• Dataset items
PR #530, opened 2020-10-22
Fall back to old method for detecting bytecode metadata

MrChico:
as the cborg based detection could not account for constructor args,
resulting in no srcmaps for init methods with arguments.

Revert "fix stripBytecodeMetadata"

This reverts commit 78508c6a8db2d6d3e8e09437dbe122bb5e6b2e7e.

### DIFF
--- a/src/hevm/src/EVM/Solidity.hs
+++ b/src/hevm/src/EVM/Solidity.hs
@@ -6,6 +6,7 @@
 module EVM.Solidity
   ( solidity
   , solcRuntime
+  , solidity'
   , JumpType (..)
   , SolcContract (..)
   , StorageItem (..)
@@ -66,7 +67,6 @@ import Data.Sequence        (Seq)
 import Data.Text            (Text, pack, intercalate)
 import Data.Text.Encoding   (encodeUtf8)
 import Data.Text.IO         (readFile, writeFile)
-import Data.Tuple           (swap)
 import Data.Vector          (Vector)
 import Data.Word
 import GHC.Generics         (Generic)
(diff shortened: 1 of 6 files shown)


xwvvvvwx:
wasn't the old method somehow broken?

MrChico:
It was missing some special cases, one that I added

xwvvvvwx:
Can we add some tests plz

MrChico:
of what exactly?

xwvvvvwx:
That this metadata stripping code actually does what we think it does. We've gone back and forth on implementations here a few times already...

src/hevm/src/EVM/Solidity.hs
```diff
@@ -440,14 +436,24 @@ solidity' src = withSystemTempFile "hevm.sol" $ \path handle -> do
...
+knownBzzrPrefixes :: [ByteString]
+knownBzzrPrefixes = [
+  -- a1 65 "bzzr0" 0x58 0x20 (solc <= 0.5.8)
+  BS.pack [0xa1, 0x65, 98, 122, 122, 114, 48, 0x58, 0x20],
+  -- a2 65 "bzzr0" 0x58 0x20 (solc >= 0.5.9)
+  BS.pack [0xa2, 0x65, 98, 122, 122, 114, 48, 0x58, 0x20],
+  -- a2 65 "bzzr1" 0x58 0x20 (solc >= 0.5.11)
+  BS.pack [0xa2, 0x65, 98, 122, 122, 114, 49, 0x58, 0x20],
+  -- a2 64 "ipfs" 0x58 0x22 (solc >= 0.6.0)
+  BS.pack [0xa2, 0x64, 0x69, 0x70, 0x66, 0x73, 0x58, 0x22]
```
rainbreak, line 455: Can solc > 0.6.0 still use the bzzr prefix as well?

rainbreak:
Looks reasonable, agree some basic tests would be nice.

src/hevm/src/EVM/Solidity.hs
xwvvvvwx: I think it's a command line flag: `--metadata-hash`

xwvvvvwx (approved):
lgtm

• What you need to do
Work through the data above and give the number of lines in which "Text" appears; add nothing else.

• Result
3